▶ **Supplied material**:
PR #773, opened 2025-12-15
Better format and static type Desktop Flight

mubinulhaque:
In accordance with [style guide given here](https://docs.godotengine.org/en/stable/tutorials/scripting/gdscript/gdscript_styleguide.html):
- Add doc comments to variables and functions where possible
- Replace exclamation marks with **not** keyword
- Format multiline statements for more readability
- Add spaces before and after equal signs
- Remove unnecessary _ready() function
- Specify return type of function **physics_movement()**
- Replace **emit_signal("signal")** with **signal.emit()**

## Disclaimer
No generative AI was used to enhance or create the code given here.

PR #772, opened 2025-12-15
Better format and static type Desktop Direct Move

mubinulhaque:
In accordance with [style guide given here](https://docs.godotengine.org/en/stable/tutorials/scripting/gdscript/gdscript_styleguide.html):
- Add doc comments to variables and functions where possible
- Replace exclamation marks with **not** keyword
- Format multiline statements for more readability
- Specify return type of function **physics_movement()**

## Disclaimer
No generative AI was used to enhance or create the code given here.

PR #813, opened 2026-06-19
Change physics_movement() return type to bool

mubinulhaque:
Back when I made the cleanup PRs for the Desktop Movement Providers (#771, #772, #773, #779, #780, #782), I incorrectly assumed that the return type for `physics_movement()` was supposed to be `void`, since they would always return a null value. Looking at the `XRToolsPlayerBody` class properly and talking with Bastiaan Olij on Discord, it seems that it's actually supposed to be `bool`, so I made the correct changes before 4.6.0 is released.
# Note
This is a **breaking** change! I had to add `return false` statements at the end of some of these methods, so some stuff may break!


BastiaanOlij (approved):
Important for compatibility with 4.7, looks good, will fully test once all is merged.

PR #817, opened 2026-06-20
Better format and static type Footstep

mubinulhaque:
- Add return type to two functions
- Rename a signal parameter and defines its type as `String`
- Change the parameter `name` in `_play_sound()` to `surface` for better clarity
- Add suffixes to two exported properties
# Note
A portal to the **Footstep Movement** demo is not available in the main menu scene. A PR (#818) to add this has already been opened.
# Testing
The **Footstep Movement** demo had no issues not present in `master`.
# Disclaimer


BastiaanOlij (approved):

PR #818, opened 2026-06-20
Clean up and add footstep demo to main menu

mubinulhaque:
This PR does the following:
- Adds a portal to the main menu that leads to the footstep movement demo
- Swapped two of the small tiles around to be closer to their bigger counterparts
- Added text atop the big tiles that describes what the surfaces are supposed to be
- Changed the mud tile to be more brown
- Moved the instructions closer to the centre to fix the flickering issue
# Testing
The **Footstep Movement** demo had no issues not present in `master`. However, the texture used for the portal was used as is, and does not match the other portal textures. Should we change it to be more in line?
# Disclaimer


BastiaanOlij (approved):

PR #819, opened 2026-06-20
Better format and static type Glide

mubinulhaque:
- Add BBCode to the class documentation
- Add return type to the function `physics_movement()`
- Add two export groups
- Add suffixes to exported properties where appropriate
# Note
If we ever push the minimum version for XR Tools to 4.6+, we could use `PROPERTY_HINT_GROUP_ENABLE` for the export groups.
# Testing
The **Climbing & Gliding** demo had no issues not present in `master`.
# Disclaimer


BastiaanOlij (approved):

PR #821, opened 2026-06-21
Better format and static type Jog

mubinulhaque:
- Add suffixes to two exported variables
# Note
This is one of the few PRs that did not reorder functions around.
# Testing
The **Sprinting** demo had no issues not present in `master`.
# Disclaimer


BastiaanOlij (approved):

PR #837, opened 2026-06-27
Better format and static type Move To

mubinulhaque:
- Replace `connect(signal, Callable)` with `signal.connect(Callable)`
# Note
I couldn't find any scene that uses this Node, and this script looks incomplete, considering that `duration` is never set anywhere. As such, while I have updated it, I cannot test it anywhere.
# Disclaimer


BastiaanOlij (approved):

PR #840, opened 2026-06-28
Static type VR Shader Cache

mubinulhaque:
- Add types to variables
- Add comments to a variable and a signal
# Testing
The **Main Menu** scene had no issues not present in `master`. Note that more testing should be done on a fresh machine that has never loaded the Shader Cache before.
# Disclaimer


BastiaanOlij (approved):

PR #841, opened 2026-06-28
Better format and static type XR Helpers

mubinulhaque:
- Add BBCode to class doc
- Add type to `for` loop variable
# Testing
The **Main Menu** scene and the **Pointer** demo had no issues not present in `master`.
# Disclaimer


BastiaanOlij (approved):

Issue #168, opened 2015-03-18
Multiple Applications: Prioritize which one is the preferred one


carpodaster:
Student can hand in two applications, but it would be nice if they could state which of the two is their preferred one.

Any takers?

I mentally label this a nice-to-have one. :smile:

sareg0:
Hey @marcgreenstock do you think you have the time to take a gander at this one?

marcgreenstock:
sure, sounds simple.

@carpodaster just a `is_preferred` boolean column on the `application_drafts` table?
When updating, it sets the other associated rows to false or a referential column on the teams table?

carpodaster:
The simple boolean flag sounds good, @marcgreenstock – I was thinking about an integer field and a sorting plugin but since we only only two application, your approach is much better!

marcgreenstock:
Oh like a `priority` integer. That approach might be more scalable, in case you decide that more than two application drafts can be accepted. Besides we could use `acts_as_list` in this case and wash our hands of having to code up the update ourselves. I like your approach better :) I'll think about it over lunch and take care of it when i get back.

PR #185, opened 2015-04-07
Prioritize application drafts

marcgreenstock:
Resolves https://github.com/rails-girls-summer-of-code/rgsoc-teams/issues/168


app/views/application_drafts/index.html.slim
```diff
@@ -18,6 +19,12 @@ table.table.table-striped.table-bordered.table-condensed
   tbody
     - @application_drafts.each do |draft|
       tr
+        td
+          - if draft.position == 1
```
carpodaster: Does `draft.first?` work here?

app/views/application_drafts/index.html.slim
```diff
@@ -18,6 +19,12 @@ table.table.table-striped.table-bordered.table-condensed
...
+            i.icon-star title='Preferred application'
+          - else
+            a href=prioritize_application_draft_path(draft) title='Make preferred' data-method='put'
```
carpodaster: Will the `put` not be caught by the Rails UJS driver, firing an XHR? That way the user won't see the status change (the star icon). But I may be completely wrong on this :smiley_cat:

carpodaster:
Most excellent! :fireworks:

app/views/application_drafts/index.html.slim
marcgreenstock: Nah, it the jquery-ujs does a post rather than a xhr request, the controller then redirects as normal. So the change will be immediately be visible.

PR #188, opened 2015-04-07
Create application from draft: open submissions

### LINKED ISSUE #163: Application form: create an application from a valid draft

carpodaster:
So this fella finally allows the application drafts to be submitted. 

Closes #163 and also closes #174 (I cherry picked 9a56170696093a13d69d88bac1af05adacffdbf2).

I need another pair of eyes (or two pairs) on this – cc: @cypher @pxlpnk @marcgreenstock @svenfuchs @ramonh 

It adds/changes quite a few things (sorry for the huge patch):

* Added privacy for banking info and monetary requirements
* Allows mentors to browse application drafts of a team they're part of
* Removes a couple of hard attribute requirements from the `ApplicationDraft`
* Removes a few legacy attributes from `Application`
* Creates an application on `ApplicationDraft#submit_application`
* Snapshots the team members at the time of the application's submission

Missing:

* We need to hook in the mentor ping (Re: #144) but that I figured it's not a blocker for merging this PR.

Also: 

:boom: It bluntly copies all the data into the `Application#application_data` hstore column, completely ignoring the »real« columns that may exist. Due to the change in how we lodge applications now, **all the scoring logic** in `Application` has to be reviewed and/or adapted. I definitely need help with that!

▶ **Aim of the exercise**:
Tally the lines that hold the word "present" in the listing, and give the tally with nothing else.

▶ **Response area**:
6